● MATERIAL SUPPLIED

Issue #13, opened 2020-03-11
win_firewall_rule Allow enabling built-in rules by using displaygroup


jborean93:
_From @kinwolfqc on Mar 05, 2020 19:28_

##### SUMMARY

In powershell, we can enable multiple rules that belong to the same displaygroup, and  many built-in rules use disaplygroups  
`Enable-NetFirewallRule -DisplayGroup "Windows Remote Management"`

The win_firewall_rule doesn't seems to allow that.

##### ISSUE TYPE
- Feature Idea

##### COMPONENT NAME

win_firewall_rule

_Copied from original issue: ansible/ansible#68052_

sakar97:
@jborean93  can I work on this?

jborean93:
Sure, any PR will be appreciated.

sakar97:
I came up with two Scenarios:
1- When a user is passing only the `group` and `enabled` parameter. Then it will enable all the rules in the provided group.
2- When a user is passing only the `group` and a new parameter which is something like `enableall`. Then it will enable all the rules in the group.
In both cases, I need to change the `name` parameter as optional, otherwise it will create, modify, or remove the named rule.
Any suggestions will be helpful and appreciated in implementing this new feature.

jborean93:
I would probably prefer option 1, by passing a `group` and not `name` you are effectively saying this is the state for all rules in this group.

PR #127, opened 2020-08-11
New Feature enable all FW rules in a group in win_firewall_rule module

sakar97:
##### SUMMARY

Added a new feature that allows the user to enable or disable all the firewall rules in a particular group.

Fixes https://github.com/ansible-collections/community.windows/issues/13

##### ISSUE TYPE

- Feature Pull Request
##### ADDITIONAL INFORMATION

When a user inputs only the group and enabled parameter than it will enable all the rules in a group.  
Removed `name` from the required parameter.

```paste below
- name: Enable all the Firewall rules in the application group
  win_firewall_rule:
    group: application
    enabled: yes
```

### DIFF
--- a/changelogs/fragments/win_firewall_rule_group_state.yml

● WHAT THIS TASK INVOLVES
Print, exactly as written, the first line of the records above and each line after it until the line with "In powershell, we", which is printed too.

● YOUR RESPONSE
Issue #13, opened 2020-03-11
win_firewall_rule Allow enabling built-in rules by using displaygroup


jborean93:
_From @kinwolfqc on Mar 05, 2020 19:28_

##### SUMMARY

In powershell, we can enable multiple rules that belong to the same displaygroup, and  many built-in rules use disaplygroups  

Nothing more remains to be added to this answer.